Search code examples
pythonmemory-managementcpythonpython-internals

CPython memory allocation


This is a post inspired from this comment about how memory is allocated for objects in CPython. Originally, this was in the context of creating a list and appending to it in a for loop vis a vis a list comprehension.

So here are my questions:

  1. how many different allocaters are there in CPython?
    • what is the function of each?
  2. when is malloc acutally called? (a list comprehension may not result in a call to malloc, based on what's said in this comment
  3. How much memory does python allocate for itself at startup?
    1. are there rules governing which data structures get first "dibs" on this memory?
  4. What happens to the memory used by an object when it is deleted (does python still hold on to the memory to allocate to another object in the future, or does the GC free up the memory for another process, say Google Chrome, to use)?
  5. When is a GC triggered?
  6. lists are dynamic arrays, which means they need a contiguous piece of memory.

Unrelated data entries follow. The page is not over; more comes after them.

PR #415, opened 2021-10-21
Update Dockerfile to ROCm 4.3

krzysz00:
@okakarpa Are all the CI nodes updated to the 4.3 kernel driver?

### DIFF
--- a/mlir/utils/jenkins/Dockerfile.rocm
+++ b/mlir/utils/jenkins/Dockerfile.rocm
@@ -2,10 +2,10 @@
 FROM ubuntu:bionic
 MAINTAINER Zhuoran Yin <zhuoran.yin@amd.com>
 
-ARG ROCM_DEB_REPO=http://repo.radeon.com/rocm/apt/4.1.1/
+ARG ROCM_DEB_REPO=http://repo.radeon.com/rocm/apt/4.3.1/
 ARG ROCM_BUILD_NAME=xenial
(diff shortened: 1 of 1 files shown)


okakarpa:
> @okakarpa Are all the CI nodes updated to the 4.3 kernel driver?

The base rocm on private ci [http://rocmhead.amd.com:8080/] all of the nodes are at 4.3.1 except prj47-rack-48(gfx906)

For Public-CI[http://ml-ci.amd.com:21096/] most of the nodes Base rocm are at rocm-4.1

whchung:
Applying `skip-ci` label for now to prevent it being accidentally merged. We want some dry runs on both private / public CI nodes before taking this.

whchung:
@okakarpa in other projects have we tried run 4.3 docker instances on 4.1 batemetals?

jerryyin:
@krzysz00 I assume you did reasonable amount of testing to make sure no regression happens?

jerryyin (approved):
Okay let's use CI to simplify our lives... If we find any regression in adopting this, we can dial back the ROCm release from jenkinsfile.

krzysz00:
If anything, the 4.1 tagged image will still be around, so nothing should break from this PR - we'll just be creating 4.3 images going forward.

okakarpa:
> @okakarpa in other projects have we tried run 4.3 docker instances on 4.1 batemetals?

Miopen did test that way for a while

This means that if I try to append an object into a list, whose underlying-C-data-structure array cannot be extended, the array is copied over onto a different part of memory, where a larger contiguous block is available. So how much space is allocated to this array when I initialize a list?
    • how much extra space is allocated to the new array, which now holds the old list and the appended object?

EDIT: From the comments, I gather that there are far too many questions here. I only did this because these questions are all pretty related. Still, I'd be happy to split this up into several posts if that is the case (please let me know to do so in the comments)


Solution

  • Much of this is answered in the Memory Management chapter of the C API documentation.

    Some of the documentation is vaguer than you're asking for. For further details, you'd have to turn to the source code. And nobody's going to be willing to do that unless you pick a specific version. (At least 2.7.5, pre-2.7.6, 3.3.2, pre-3.3.3, and pre-3.4 would be interesting to different people.)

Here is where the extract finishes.